WHAT IS THE RARE MIND PROJECT?
Rare diseases affect over 300 million people, yet most patients still face delayed diagnoses, limited treatment options, and major educational gaps across the healthcare system.
“THE RARE MIND” is a movement committed to changing that, as it is driven by the belief that technology and innovation can elevate inclusive education, accelerate diagnosis, personalised medicine and improve patients and caregivers quality of life.
Our MISSION is to provide inclusive education to all and to make technology such as Artificial Intelligence (AI) and Data Insights accessible to healthcare leaders, enthusiasts, and families. By collaborating with everyone involved, we’re aiming to make a meaningful impact that truly matters.
Together, we can make this vision a reality! Are you interested in joining us?

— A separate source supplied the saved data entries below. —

PR #354, opened 2025-12-24
enhance: support GCS condition write access via ak&sk

tinswzy:
support GCS condition write access via ak&sk

- Core invariant: when initialized with use_iam=false and valid AK/SK, conditional (generation-match) writes to GCS will use GOOG4-HMAC-SHA256 signing; when use_iam=true the existing OAuth2/IAM flow is preserved. This is enforced in GoogleHttpClientFactory::CreateHttpRequest (returns unsigned requests in HMAC mode) and GoogleHttpClientDelegator::MakeRequest (applies signer::goog4::SignRequest only when !use_iam && ak/sk present && request has x-goog-if-generation-match).

- What was simplified/removed: previous workarounds that implicitly ignored or dropped custom object metadata and relied on AWS-auth-only request creation have been replaced by a clear delegator + signer flow and explicit metadata propagation. MultiPartUploadS3FS now accepts optional metadata in OpenConditionalOutputStream and ConditionalOutputStream, stores custom metadata into request->SetHeader/AddMetadata (converted from x-amz-meta-* to x-goog-meta-* in the delegator), eliminating the old silent-drop behavior for unknown metadata keys.

- Why this does NOT cause data loss or regressions: IAM path and behavior are unchanged (CreateHttpRequest still attaches OAuth2 headers when use_iam==true). Metadata handling is optional (metadata_ defaults to nullptr), so callers that do not supply metadata behave identically. The delegator wraps (does not replace) CurlHttpClient and only rewrites headers + signs in the narrow case (non-IAM + AK/SK + conditional write), so all other HTTP flows hit the unchanged underlying client. Concrete code paths: MultiPartUploadS3FS::OpenConditionalOutputStream(s, metadata) -> ConditionalOutputStream(metadata_) sets metadata on PutObject/UploadPart when present; GoogleHttpClientDelegator performs header conversion and calls signer::goog4::SignRequest(request, access_key_, secret_key_) only when conditional write is detected.

- New capability and scope: adds static HMAC (AK/SK) GCS support for conditional writes across the S3-compatible filesystem adapter—implemented by signer::goog4::SignRequest (signer.h/cpp), GoogleHttpClientDelegator/GoogleHttpClientFactory (s3_fs.cpp) and metadata-aware ConditionalOutputStream/OpenConditionalOutputStream overloads (multi_part_upload_s3_fs.*). This enables writing to GCS buckets using HMAC credentials without requiring IAM service accounts.

### DIFF
--- a/cpp/include/milvus-storage/filesystem/s3/s3_auth_signer.h
+++ b/cpp/include/milvus-storage/filesystem/s3/s3_auth_signer.h
@@ -29,4 +29,4 @@ bool SignRequest(const std::shared_ptr<Aws::Http::HttpRequest>& request,
                  const std::string& access_key,
                  const std::string& secret_key);
 
-}  // namespace signer::goog4
+}  // namespace milvus_storage::auth_signer::googv4
--- a/cpp/src/filesystem/filesystem_extend.cpp
+++ b/cpp/src/filesystem/filesystem_extend.cpp
@@ -14,12 +14,12 @@
 
 #include "milvus-storage/filesystem/filesystem_extend.h"
 
+#include <unordered_set>
+#include <string>
+
 #include <arrow/status.h>
 #include <arrow/result.h>
 #include <arrow/util/key_value_metadata.h>
-#include <string>
-#include <unordered_map>
-#include <unordered_set>
 
 #include "milvus-storage/filesystem/fs.h"
 
--- a/cpp/src/filesystem/s3/s3_auth_signer.cpp
+++ b/cpp/src/filesystem/s3/s3_auth_signer.cpp
@@ -112,7 +112,7 @@ static std::string BuildCanonicalQueryString(const Aws::Http::URI& uri) {
 
 // Build canonical headers
 static std::string BuildCanonicalHeaders(const std::shared_ptr<Aws::Http::HttpRequest>& request) {
-  std::unordered_map<std::string, std::string> headers_map;
+  std::map<std::string, std::string> headers_map;
 
   for (const auto& [key, val] : request->GetHeaders()) {
     std::string lower_key = key;
@@ -292,4 +292,4 @@ bool SignRequest(const std::shared_ptr<Aws::Http::HttpRequest>& request,
   return true;
 }
 
-}  // namespace signer::goog4
+}  // namespace milvus_storage::auth_signer::googv4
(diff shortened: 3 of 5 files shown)


cpp/include/milvus-storage/filesystem/s3/signer.h
```diff
@@ -0,0 +1,31 @@
+// Licensed to the LF AI & Data foundation under one
```
jiaqizho: change this file named to `s3_auth_signer.h` ?

cpp/src/filesystem/s3/signer.cpp
```diff
@@ -0,0 +1,294 @@
...
+
+#include <openssl/hmac.h>
+#include <openssl/sha.h>
+#include <algorithm>
+#include <chrono>
+#include <iomanip>
+#include <iostream>
+#include <map>
+#include <sstream>
+#include <vector>
```
jiaqizho: The header order should follow:

img_v3_02rv_7d9900d2-f387-4b25-9b56-4f19be3b493g

change to 
```
#include "milvus-storage/filesystem/s3/signer.h"

#include <algorithm>
#include <chrono>
#include <iomanip>
#include <iostream>
#include <map>
#include <sstream>
#include <vector>

#include <openssl/hmac.h>
#include <openssl/sha.h>
```

cpp/src/filesystem/s3/signer.cpp
```diff
@@ -0,0 +1,294 @@
...
+    if (i > 0)
+      result += "&";
+    result += parts[i];
+  }
+  return result;
+}
+
+// Build canonical headers
+static std::string BuildCanonicalHeaders(const std::shared_ptr<Aws::Http::HttpRequest>& request) {
+  std::map<std::string, std::string> headers_map;
```
jiaqizho: unordered_map

cpp/include/milvus-storage/filesystem/s3/signer.h
```diff
@@ -0,0 +1,31 @@
...
+// distributed under the License is distributed on an "AS IS" BASIS,
+// WITHOUT WARRANTIES OR CONDITIONS OF ANY KIND, either express or implied.
+// See the License for the specific language governing permissions and
+// limitations under the License.
+
+#pragma once
+
+#include <aws/core/http/HttpRequest.h>
+#include <memory>
+#include <string>
```
jiaqizho:
```
#pragma once

#include <memory>
#include <string>

#include <aws/core/http/HttpRequest.h>
```

tinswzy:
> one more question, do we have tested this PR in `IAM GCP` env?

Yes, it doesn't change the original iam request logic because it only re-signs the request in the ak&sk way

jiaqizho (approved):
/lgtm
/approve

OUR PODCAST: RARE MIND Talks
The “RARE MIND TALKS” is our latest podcast and it’s all about bringing Education, Artificial Intelligence, and Data insights to healthcare, specifically in the Rare Diseases space.
The Podcast aims to simplify complex topics, inspire research, and connect experts to improve lives.
SERVING AT SERaro
GIVING VOICE TO THOSE WITHOUT A DIAGNOSIS OR WITH AN ULTRA RARE-DISEASE.
Some conditions are so rare in Portugal that there are just not enough patients to start their own Association.
SERaro, a non-profit organisation was born out of the necessity to give a voice to all exceptional rare disease patients, as well as, those waiting for a diagnose.
As the Vice-President of SERaro, I’m deeply committed to patient advocacy.
SPEAKING UP FOR RARE
Driven by my son’s ultra-rare disease, I’m on a mission to use my voice, network, and digital leadership to empower patients, accelerate diagnoses, and ensure no one is left behind.
The numbers are powerful. And behind them are real stories, real people.
OTHER SIDE VENTURES & PASSIONS
Technology is revolutionising healthcare by accelerating diagnoses, enabling personalised treatments, and transforming patient care. I’m passionate about bridging innovation with real-world impact, which is why I’ve written an eBook and co-founded projects focused on technology, advocacy, and smarter healthcare.
cRUZAMENTO
I co-founded the CRUZAMENTO (2021-2025), a Podcast that features informal interviews where the Technology & Health intersect to create an open and innovative space for discussion, with a focus on Portugal. We aim to inspire innovation in our listeners. Join us!
DECODING GENETICS
I launched the Decoding Genetics Academy (2024) to demystify genetics and rare diseases. I brought in a group of experts who explained genetic concepts clearly and accessibly, providing reliable and simplified information to help people with genetic conditions navigate their challenges.
PODCAST VIDAS
In 2023, I featured in an interview discussing ultra-rare diseases and my personal journey as a father. My son has ZTTK Syndrome, a rare genetic condition. I explore the challenges, the need for awareness, and technology’s role in improving lives affected by these conditions.
INOFARMA
I co-organised the Conference INOFARMA (2019) aimed to foster a constructive dialogue on strategic and technological opportunities that positioned Portugal as a European Centre of Excellence in healthcare. A white paper is available. Any thoughts?
E-BOOK
I’m the author of the “STRATEGIC IMPACT OF IT TRENDS IN THE PHARMACEUTICAL INDUSTRY” ebook (2015) which examined if the industry embraced IT trends like Cloud computing, Mobility, and Strategic Big Data & Analytics. In 2025, the landscape changed, yet some aspects remained unchanged. Do you agree?
MORE ABOUT ME
As the father of a boy with an ultra-rare disease, I’m committed to using my voice, experience, and network to drive meaningful change on accelerating diagnosis, empowering patients, and shaping a future where no one is left behind.
I’m Andre Correia, the father of a boy with an ultra-rare disease, and a digital transformation leader with over two and a half decades of experience.
My passion lies in technology, innovation, and advocating for Rare Diseases. I reside in Portugal, having spent a little over 15 years abroad. I’m actively involved in patient advocacy, particularly for ultra-rare diseases.